Aziende dovranno orientarsi sempre più verso una moda sostenibile e pensare ad alternative più pulite

L’occhio dei consumatori sta diventando sempre più vigile e critico anche per quanto riguarda l’abbigliamento e non sono pochi gli appelli rivolti al settore affinché si rivolga a una moda sostenibile.

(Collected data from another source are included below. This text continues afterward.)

PR #7021, opened 2024-06-16
Revise libtext and libutf8

tinnus-napbus:
a) Changed libtext to use dry gates instead of +curr etc so they can be used in things like +turn.
b) It seems you created a new UTF-8 character list type so you could implement all-script case functions. This seems unnecessary as the stdlib already supports UTF-32. I have renamed the utf-8 lib as just utf & made it support both uft-8 and utf-32. I feel like this is more sensible than a new type but perhaps you have other uses for the utf-8 character list type? Also, the hoon parser is insanely faster at parsing an atom than the list of cells for the character map you had. I have replaced those with a single cord containing the pairs & the library just converts that to lists and build the maps. It now includes the complete set of Common+Simple unicode standard case mappings and it builds almost instantly cos the hoon parser doesn't get bogged down.

Let me know what you think of my alternative UTF lib, I can revert that if it's not what you want.


sigilante:
Re libutf8, I think we do want a UTF-8 native format and tapes are a little weird for that.  UTF-32 works but it's very wasteful for almost all applications, so we want support for both.

sigilante (changes requested):
Adding the UTF-32 tuba/tuft/taft stuff in and working in atoms is fantastic.

I think that tape-style lists of UTF-8 chars is also desirable, so we want that part back in some form.  Can be simpler than the brand/lasso thing if desired.

tinnus-napbus:
I have added back brand/lasso but operating on cords rather than tapes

Secondo il sondaggio condotto da Ipsos MORI per conto di Changing Markets Foundation e Clean Clothes Campaign, la maggioranza degli italiani ritiene che i brand dell’abbigliamento, un settore che al 2020 avrà un valore di mercato pari a 42 miliardi di dollari, debbano farsi carico dell’impatto delle loro filiere. Per l’82% del campione, infatti, i marchi dovrebbero fornire informazioni su quanto fatto in materia di obblighi assunti e misure adottate per ridurre l’inquinamento; soltanto 2 intervistati su 10 ritiene che i consumatori siano adeguatamente informati sugli impatti che queste filiere hanno su ambiente e popolazione. Non solo: 2 italiani su 3 (64%) non sono disposti ad acquistare capi d’abbigliamento la cui produzione è associata all’inquinamento e addirittura per il 72% degli italiani i brand, grandi e piccoli che siano, dovrebbero garantire che la loro produzione e distribuzione avvenga in modo sostenibile, oltre a garantire condizioni di lavoro dignitose per i dipendenti.

 

Nel mirino dei consumatori sono finiti anche i brand dell’alta moda, le cui produzioni, come svelato da Clean Clothes Campaign, sono tutt’altro che sostenibili: da quanto emerso dal sondaggio, i marchi di lusso non sono considerati migliori dei marchi più economici. C’è poi la questione viscosa, una fibra vegetale che sta diventando un’alternativa diffusa a cotone e filati sintetici, ma la cui produzione è veramente insostenibile: le sostanze tossiche necessarie per produrla hanno effetti documentati nocivi sull’ambiente e la salute delle persone. Sono stati più di 300.000 i firmatari di una petizione lanciata da WeMove per chiedere un maggiore impegno nella produzione di viscosa pulita. 

Per Urska Trunk della Changing Markets Foundation, il sondaggio è l’indagine di mercato più approfondita mai realizzata sulla percezione da parte dei consumatori degli standard ambientali e lavorativi nell’industria dell’abbigliamento. “I risultati dell’indagine – ha commentato la Trunk –puntano tutti verso un netto cambiamento di mentalità da parte dei consumatori i quali chiedono una maggiore assunzione di responsabilità da parte dell’industria e più informazioni”. A questo punto la palla passa all’industria della moda: le aziende dovranno pensare ad alternative più pulite per soddisfare le aspettative di consumatori sempre più attenti ed esigenti. “Abbiamo bisogno della massima trasparenza – ha aggiunto al Trunk – e di uno spostamento verso un modello produttivo che non distrugga la vita delle persone e gli ecosistemi”.